I think a common misconception is that an aseptic process simulation (or media fill) is an adequate demonstration of sterility assurance. This can be particularly problematic when used to justify risky interventions. An APS is a snapshot in time, so just because you executed a certain intervention and didn’t see contamination, it cannot provide continuous assurance of the contamination control’s ongoing effectiveness over the next six months until you perform another APS.
Another misconception is that more environmental monitoring can compensate for weaknesses in controls, especially when typical lagging EM data can only confirm that contamination has already occurred.
11. How can cross-functional collaboration between quality, engineering, manufacturing, and regulatory teams improve the effectiveness of holistic risk management programs?
By simply putting together the right team, as called out in the standard under the section Selection of Risk Assessment Team, all those cross-functional groups must collaborate. It is mandatory to have all the requisite SMEs participate, bringing together both the explicit knowledge and tacit knowledge or the process cannot function. This cannot be done in a conference room by a couple people and a consultant, but will typically require the quality unit, product development, quality control/microbiology, engineering, regulatory affairs, manufacturing, validation, supply chain, etc., all working together.
12. What implementation challenges should organizations anticipate when adopting the PDA/ANSI standard, particularly for legacy sterile manufacturing facilities?

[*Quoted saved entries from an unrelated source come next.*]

PR #1554, opened 2024-09-03
Menu button: Expose CSSPart for main slot

splashdust:
There was a request to be able to customize text-alignment of the menu button. Usually, this can be done by styling the slotted element, but in the menu button the slot itself needs some default styles which sets it to `display: inline-block`.

This PR adds a CSSPart hook for the main slot so that it can be customized.

### DIFF
--- a/.changeset/four-beds-accept.md
+++ b/.changeset/four-beds-accept.md
@@ -1,0 +1,5 @@
+---
+"@sebgroup/green-core": minor
+---
+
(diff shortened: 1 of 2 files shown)


vsjolander (approved):
LGTM!

I think this should be a prop/attribute on the button aswell like `justify-content="center/space-between"`.

But that will also control the positioning of lead and trail slots.

But still having this makes sense.

astrit (approved):

PR #241, opened 2016-02-01
Lighttable support

LyzardKing:
added tests, mock binary, certificates for the vm
Tests are working on a rebuilt image.
I used github.com releases (https://github.com/LightTable/LightTable/releases), since the files are downloaded from there(and the md5sum is on the same page)


didrocks:
Excellent! All looks good to me. Merging right away :)
Nice work as usual!

PR #242, opened 2016-02-02
Add JetBrains Datagrip

oijazsh:
Adds JetBrains DataGrip installer to ubuntu-make.

Medium and large test passes.


LyzardKing:
Looks great. It's like the other jetbrains installers. The tests are running so I think we can merge.

didrocks:
Thanks guys! Even better when it's spotless PR like this :)

PR #244, opened 2016-02-05
Fix symlink overwrite if exists

LyzardKing:
On reinstall, the symlink is removed, to ensure it points to the correct binary.


LyzardKing:
I noticed that I introduced a bug with the symlink merge.
I think the best thing to do is remove the previous link and replace it, in case the binary has moved in the archive.

LyzardKing:
or we could simply:

suppress FileNotFound:
    os.remove(file)
os.symlink(..., file)

didrocks:
That was the best pick! Looking good :)

PR #246, opened 2016-02-08
Add updated openjdk

LyzardKing:
Added a check in requirements_handler to grab the latest openjdk.

Added a check in the RequirementsHandler, where the requirements are verified.
If in a framework we put openjdk-latest we check:
  if in apt.cache we have openjdk-8 install that
  if not, check for openjdk-7.
To maintain this we just need to add new versions of openjdk when they get released in ubuntu.

The ideal thing would be to add a condition to avoid a particular version, say for example if eclipse wasn't working with openjdk-9.

Alternatively, we could keep default-jdk, and say that if another "java" is installed, it should skip it.
So if nothing is installed, umake would install the default (openjdk-7 at the moment). This could be done in the same place as my commit. (if "javac" exists as a command, remove "default-jdk" from the bucket)

Any ideas?

### DIFF
--- a/umake/frameworks/android.py
+++ b/umake/frameworks/android.py
@@ -79,7 +79,7 @@ class AndroidStudio(umake.frameworks.baseinstaller.BaseInstaller):
     def __init__(self, category):
         super().__init__(name="Android Studio", description=_("Android Studio (default)"), is_category_default=True,
                          category=category, only_on_archs=_supported_archs, expect_license=True,
-                         packages_requirements=["openjdk-7-jdk", "libncurses5:i386", "libstdc++6:i386", "zlib1g:i386",
+                         packages_requirements=["openjdk-latest", "libncurses5:i386", "libstdc++6:i386", "zlib1g:i386",
                                                 "jayatana"],
                          download_page="https://developer.android.com/sdk/index.html",
                          checksum_type=ChecksumType.sha1,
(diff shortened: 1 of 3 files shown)


didrocks:
Excellent work! However, I'm unsure about this work TBH.

I guess we want to ensure that we have an excellent developer story, and for IDEs/fraemworks, I saw a lot of times frameworks depending on an exact openjdk/java version because they don't really trust upstream.

On those, depending on "latest" sounds tricky, and so we would bump user's requirement without really knowing (apart from "we can start the app") the real status.
Thoughts on that? Do you think it worthes testing and risking running in an uncontrolled environment?

On the code itself:
- looks good, obviously miss some tests :)
- I would prefer we iterate (like try even 10-11 maybe to 15…) without fixing too much the version (from top to bottom) so that we don't really have to worry about updating.
- ack if we go that path to remove requirements if javac --version matches on of our expected version number (and that way, we let the liberty for people not having openjdk installed)

LyzardKing:
I'm not too sure about it either. But I manually install openjdk-8 anyway, so I end up having two different versions.
Of the two ideas the second could be better, to avoid issues. If there is already a minimum java version (openjdk-7 or defaul-jdk) installed, remove java from the requirements.
So if I manually install openjdk-8, calling umake after will not  install openjdk-7
I thought that having the possibility to say "latest-java", or being able to specify "openjdk-7" could have solved that. We keep "latest" if there are no issues, otherwise we change to a specific version.
It's just an idea, since I end up having two versions.
Let me know, and hopefully we can have other opinions on this.
I realize it would be a big change, so it's better to be sure

didrocks:
Yeah, I'm afraid still at unseen side-effects with running newest version that the one upstream supported.

We can as well go this way, and revert to a specific openjdk version if there is any complain. So I still think your feature can be valuable. I would be opened to get more opinions on this as well.

I think you might add the unit tests with different package configuration in the requirement handlers anyway to ensure we have all this covered.

(on another note, I'm going to cut a release tomorrow, I think I would prefer without that branch in ;))

LyzardKing:
I had no intention of proposing this for the next release, possibly not even the one after.
This has to be discussed a lot more. Of the things that have java as a dependency I only use eclipse and android-sdk on occasions, so I'm not qualified to say what works with different java versions.
I changed all of the dependencies in this branch just to test them.
I wanted mainly to see if this was something that others wanted.
I can close the pr and open an issue, to see if others reply with different opinions.

didrocks:
I just added the "question" label, to mark it as such, I think it's good enough :)

PR #251, opened 2016-02-18
Logic OR in dependency list

LyzardKing:
Add the possilibity to specify a dependency on one of n packages.
At least one of them has to be installed for the dependency to be met

Example. The Eclipse versions could depend on openjdk-8-jdk or openjdk-7-jdk (or even oracle-jdk).
All we need to do is specify an order.
The dependency on packages `"A | B | C"` would: ("|" being the or)

- check if one of them is installed
- if not install the first available.

### DIFF
--- a/tests/small/test_requirements_handler.py
+++ b/tests/small/test_requirements_handler.py
@@ -496,7 +496,7 @@ class TestRequirementsHandler(DpkgAptSetup):
                     os.path.join(self.dpkg_dir, "status"))
         self.handler.cache.open()
         self.assertTrue(self.handler.is_bucket_installed(test_bucket))
-        self.assertTrue(test_bucket == ['testpackage'])
+        self.assertEqual(test_bucket, ['testpackage'])
 
     def test_or_option_second_installed(self):
         test_bucket = ["testpackage0 | testpackage | testpackage1", "testpackage2"]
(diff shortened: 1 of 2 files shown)


didrocks:
That looks correct! However, the "if not install the first available" is hidden in the global logic. I'm afraid we break it without realizing.

I suggest that we get more global tests case (the one installing the package in the chroot), with:
* The 2 alternatives available -> check only the first one is installed
* Only the 2nd alternative available -> check that the second is installed

Otherwise, the diff provides an elegant solution for me, avoiding duplication, good work!

LyzardKing:
I added in the tests a check of the new bucket, created by removing the items with " | ", adding the correct one instead.

didrocks:
Looking good on the tests itself!
However, I'm unsure about the assertion, I would prefer an assertEquals(). That way, if the test fail, instead of "False is not True", we will see the 2 list content which differs.

LyzardKing:
You're right :)
Fixed now with assertEqual

didrocks:
Looks good! feel free to merge it now :-)

LyzardKing:
Thanks! :)
Now I think we should have a "guideline" on what the defaults should be.
For instance, the eclipse installers could depend on:
`["openjdk-8-jdk | openjdk-7-jdk | [the oracle version?]"]`

or we could keep openjdk-7-jdk as the first one.

I'll merge this  now.

It would be interesting, if possible, to know what versions people are using.

didrocks:
yeah, basing on data would be the best! I would say, let's try to keep the same base version as long as it's not required otherwise for upstream, for the sake of not creating issue on some configurations and not on others

LyzardKing:
Sounds perfect! I'll merge this for now, and the next thing will be to change the dependencies to:
`["openjdk-7-jdk | openjdk-8-jdk"]` for the various eclipse/jetbrains/android(?).
I'll check to see if they support openjdk-8 first to be sure.
Then if somebody uses the oracle version we can add that as well.

didrocks:
sounds like a good plan :)

PR #252, opened 2016-02-20
Remove openjdk from datagrip requirements.

oijazsh:
I overlooked that Datagrip is bundled with a custom jdk. A system installed java is hence not required.

### DIFF
--- a/umake/frameworks/ide.py
+++ b/umake/frameworks/ide.py
@@ -457,7 +457,7 @@ class DataGrip(BaseJetBrains):
                          only_on_archs=['i386', 'amd64'],
                          dir_to_decompress_in_tarball='DataGrip-*',
                          desktop_filename='jetbrains-datagrip.desktop',
-                         packages_requirements=['openjdk-7-jdk', 'jayatana'],
+                         packages_requirements=['jayatana'],
                          icon_filename='product.png')
 
 


LyzardKing:
Do you know whether this will continue in the future releases of it it's a one time thing?
Normally intellij only has custom-jdk available in some early access versions, as far as I know.
Also, a question for @didrocks, does jayatana need openjdk-7-jre installed? I suppose if we remove the jdk we still need the jre, or am I wrong?

oijazsh:
So far all four DataGrip releases (1.0.0 to 1.0.3) have had a jdk bundled. That said, I am sure not whether that will continue to be the case. Their download page lists openjdk 1.7+ as a requirement (as well as GNOME/KDE funnily enough) but looking at the datagrip.sh script, it appears not to use the system java if the bundled one is available.

For what it is worth, the bundled java is `openjdk version "1.8.0_76-release"`.

I myself do not use unity as a desktop environment so I can not comment on jayatana, other than that its dependencies are 
```
libc6, libdbusmenu-glib4, libglib2.0-0, libx11-6, gir1.2-glib-2.0, gir1.2-dbusmenu-glib-0.4
```

Tinche:
JFTR, recent JetBrains software blocks jayatana explicitly anyway. For example, PyCharm 5.0.4. Professional, pycharm.sh:

```
if [ -n "$JAVA_TOOL_OPTIONS" -a "$JAVA_TOOL_OPTIONS" != "${JAVA_TOOL_OPTIONS%-javaagent*jayatanaag.jar*}" ] ; then
  export _ORIGINAL_JAVA_TOOL_OPTIONS="$JAVA_TOOL_OPTIONS"
  JAVA_TOOL_OPTIONS="${JAVA_TOOL_OPTIONS%-javaagent*jayatanaag.jar*}${JAVA_TOOL_OPTIONS#*jayatanaag.jar}"
fi
```

I have jayatana installed but PyCharm skips it anyway, apparently because of bugs.

LyzardKing:
Ok.Thank you both!
@oijazsh. If that's the case we can remove the dependency. We'll reintroduce it later if they change the distributed version.
@Tinche. We can also remove jayatana as a dependency then.
It confirms what you said here
https://blog.jetbrains.com/idea/2016/01/intellij-idea-15-0-3-update-is-available/
In the comments they explain why it's disabled:
"The problem is that the integration does not work well with the latest IDEA, especially for multi-project scenario"

didrocks:
+1 @LyzardKing.

Let's do that, remove jayanata anyway. I hoped that upstream would fix the issue we had at some point, but it seems this never happened. The version in the distro is harmless (basically didn't enable the env variable as in the past), but yeah, I guess there is no need to have the dep anymore.

Issue #253, opened 2016-02-23
Error installing unity3d


Alvarz:
I guys, keep doing the great job!

I got a fresh install of ubuntu  14.04.3 and when I try to install unity3d throught umake, it gave that error:

'ERROR: installArchives() failed
Subprocess output: E:Reverse conflicts early remove for package 'libglapi-mesa:amd64' failed'

then I went to synaptic to see whats going on and I could notice I had installed  libglapi-mesa-lts-virvid:amd64. 

I made a search about it and ubuntu 14.04.3 ship with libglapi-mesa-lts-virvid:amd64 so it's there by default, in any case if I try to force uninstall it and then install libglapi-mesa:amd64,it try to delete my whole system, even ubuntu.desktop.

What can I do?

LyzardKing:
This has to do with the lts-enablement stack. Updated versions of mesa that are added with a different name (ex libglapi-mesa-lts-vivid, or libglapi-mesa-lts-wily).
I think we can add them as possible dependencies. On non lts it should find the normal version.

Alvarz:
Thanks for the reply!!

So should I wait for the next update or should I install it throught the deb package on unity3d website?

didrocks:
It's looking good to me. However, I'll appreciate as well testing from someone on 14.04. @LyzardKing: do you mind running the testssuite in xenial, wily and trusty?
`./runtests vm <your_general_test_command>`. It should tell/yell at you and indicate how to build the vm when needed! Tell me if that doesn't work for you ;)

@Alvarz: do you mind using that branch? It's pretty easy (install git first! ;)), just:
```
git clone https://github.com/LyzardKing/ubuntu-make
cd ubuntu-make
git checkout unity-3d_lts_mesa
bin/umake games unity3d
```
That way, you have access on that branch to the latest code and can keep us posted if your issue is fixed that way! Thanks ;)

Alvarz:
@didrocks  yeah I would love to help on this project. 
Should I first uninstall my umake to test this branch?

LyzardKing:
No need to uninstall. if you follow the commands in the previous comment you're good to go

LyzardKing:
@didrocks The ./runtests vm test.. returns "adt-run isn't installed.".
Am I missing something obvious? (Might be :))

LyzardKing:
@didrocks I figured out what was missing, I needed some packages on my system.
I'll let you know if I get somewhere.
@Alvarz If you need help testing let me know!

[...]

PR #254, opened 2016-02-23
Unity3D on lts mesa updates

LyzardKing:
Added as possible dependencies mesa-lts
Closes: #253 

I'm not running ubuntu 14.04. If somebody could test this to see if we need to change other dependencies it would be good.

On ubuntu non lts it should stop at the first version (non lts); on 14.04 it should stop at the first available one. A problem could arise if there is no version installed. Is that possible?

### DIFF
--- a/umake/frameworks/games.py
+++ b/umake/frameworks/games.py
@@ -121,14 +121,15 @@ class Unity3D(umake.frameworks.baseinstaller.BaseInstaller):
                          need_root_access=True,
                          # Note that some packages requirements essential to the system itself are not listed (we
                          # don't want to create fake packages and kill the container for medium tests)
-                         packages_requirements=["gconf-service", "lib32gcc1", "lib32stdc++6", "libasound2", "libcairo2",
-                                                "libcap2", "libcups2", "libfontconfig1", "libfreetype6", "libgconf-2-4",
-                                                "libgdk-pixbuf2.0-0", "libglu1-mesa", "libgtk2.0-0",
-                                                "libgl1-mesa-glx | libgl1-mesa-glx-lts-vivid | libgl1-mesa-glx-lts-wily",
-                                                "libnspr4", "libnss3", "libpango1.0-0", "libpq5", "libxcomposite1",
-                                                "libxcursor1", "libxdamage1", "libxext6", "libxfixes3", "libxi6",
-                                                "libxrandr2", "libxrender1", "libxtst6",
-                                                "monodevelop"])  # monodevelop is for mono deps, temporary
+                         packages_requirements=[
+                             "gconf-service", "lib32gcc1", "lib32stdc++6", "libasound2", "libcairo2",
+                             "libcap2", "libcups2", "libfontconfig1", "libfreetype6", "libgconf-2-4",
+                             "libgdk-pixbuf2.0-0", "libglu1-mesa", "libgtk2.0-0",
+                             "libgl1-mesa-glx | libgl1-mesa-glx-lts-vivid | libgl1-mesa-glx-lts-wily",
+                             "libnspr4", "libnss3", "libpango1.0-0", "libpq5", "libxcomposite1",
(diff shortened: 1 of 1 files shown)


Alvarz:
I still have the error, is this already on the main branch?

LyzardKing:
Not yet. I would prefer to test this, before merging. I'll setup a 14.04.4 vm and try it there. If you want you can test the branch.

LyzardKing:
@Alvarz Did you test the branch?

Alvarz:
@LyzardKing [#253](https://github.com/ubuntu/ubuntu-make/issues/253) here is the result of the tes, sadly it did'nt work for me

LyzardKing:
@Alvarz Test the latest version. This should work.
I changed the order so it will install the latest mesa version, not the first available (the old ones remain available)
Let me know

Alvarz:
@LyzardKing  Yeah pal It's worked like a charm!!! I have already unity thanks to you!.

So this brach actually works on ubuntu 14.04.3

LyzardKing:
Great! I was really counting on this to work.
I wasn't too sure it would though. ;)
I'll merge then, so this can be in the next release.

LyzardKing:
@Alvarz 
Sorry, there was a typo in the code. It should not make a difference, but could you test it once more?

Alvarz:
Guys I think it had a big issue. It install unity 3d but after restart the SO stop working, dont boot, anything. When i hsd been looking throught the terminal i have many erros with libgl1-mesa-glx, libgl1-mesa-grid an all xserver* packages i  dont know if this was a coincidence or if this cause the error. I recommend do more tests on virtual machines

Alvarz:
Sorry the typing errors Im on my mobile and its on spanish

LyzardKing:
I'm sorry! I did test it in a vm without issues, but apparently it was set
up different from your system.
I'd say the problem is with the version of libgl1-mesa-glx we end up
selecting being different from the one in your system.
In your case nothing should have happened, since one of the supported
versions was already installed.

Alvarz:
Yeah, I've already fixed my system but unity3d stuck on starting, I dont
know if is cause a some packages issue, or if is unity 3d itself. I will
dig on it

LyzardKing:
I'd ask you to try the latest version (Fix typo), but I don't want to cause issues to your system.
Could you let me know what version of the kernel and enablement stack? 
Is your system a clean(ish) version of ubuntu 14.04.3?
So I can try and replicate a similar vm

LyzardKing:
After some testing, I arrived at a possible conclusion.
Since the different versions of lts stack updates are all in 14.04 apt cache, they can conflict with one another.
I believe it's better to fail the install than to break a system.
None of the two should happen anyway, if we cover all possibilities.
So we should set the order from oldest to newest.
If a version is already installed (should be the case in ubuntu desktop) -> do nothing;
if no version is installed for some reason(I don't think it's possible) -> install the first (non-lts updated) or fail.
I think this is the best thing we can do for now.

LyzardKing:
Yes. It should not be possible to have an ubuntu install with X, that is missing libgl1-mesa-glx from what I gather. So there should be no problems.
I'm still not sure about what the issue was on your system.

didrocks:
I guess we are good then! +1 from my standpoint :)

LyzardKing:
It should work. I'll test this on clean trusty installs in the next days to
be sure we 'we not breaking anything.
If those tests pass I'll merge.

LyzardKing:
@Alvarz Did the last version work? Or did it cause any problem?
I'm trying to figure out what went wrong before merging

LyzardKing:
Ok. xorg depends on libgl1-mesa-glx.
This means that a version of libgl1-mesa-glx has to be installed on your system.
This solves the doubt I had.
I'll merge now.

Alvarz:
Hello Galileo I have been installed it throught the deb package from
unity3d website without any issue.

I think the short and brutal answer is, don’t expect a risk assessment to justify outdated processes or equipment. An objective risk assessment like the PDA/ANSI standard, will help differentiate between controls that are green (low priority), yellow (medium priority), and red (high priority). High improvement priority controls are NOT effective and need immediate improvement or replacement. That’s not to say that all legacy facilities will light up red, but there needs to be a commitment up front that contamination controls that are lacking will be addressed promptly.
13. As technologies such as automation, robotics, and advanced environmental monitoring continue to evolve, how do you see the future of aseptic risk management changing over the next five years?
The first priority of QRM is appropriate design, followed by implementation of well-designed procedures, and finally (yes, Annex 1 says “finally”) monitoring to demonstrate the expected performance. This lines up nicely with the Risk Control Hierarchy, which, from most to least effective, says Eliminate, Prevent, Reduce, and Detect. I foresee a future where we continue to definitively eliminate hazards by design, shrinking what remains to prevent and reduce. This should then directly impact what is left to detect via monitoring. Monitoring a lagging indicator is not a control, and does not give assurance of sterility. I would like to see the embrace of robust quality risk management bring about a paradigm shift where we see highly automated, humanless and intervention-free aseptic processing managed with leading indicators where potential contamination control failures are detected before contamination can occur.
14. What key takeaway would you like attendees of the summit to gain from your session regarding the future of contamination control and quality risk management in aseptic manufacturing?
Having a Contamination Control Strategy is not an option. You have to create and maintain a CCS, so be bold. Embrace Quality Risk Management, learn to effectively use risk assessment tools like the PDA/ANSI standard, pursue innovation and continuous improvement based on data and scientific rationale, and go bravely into a better future!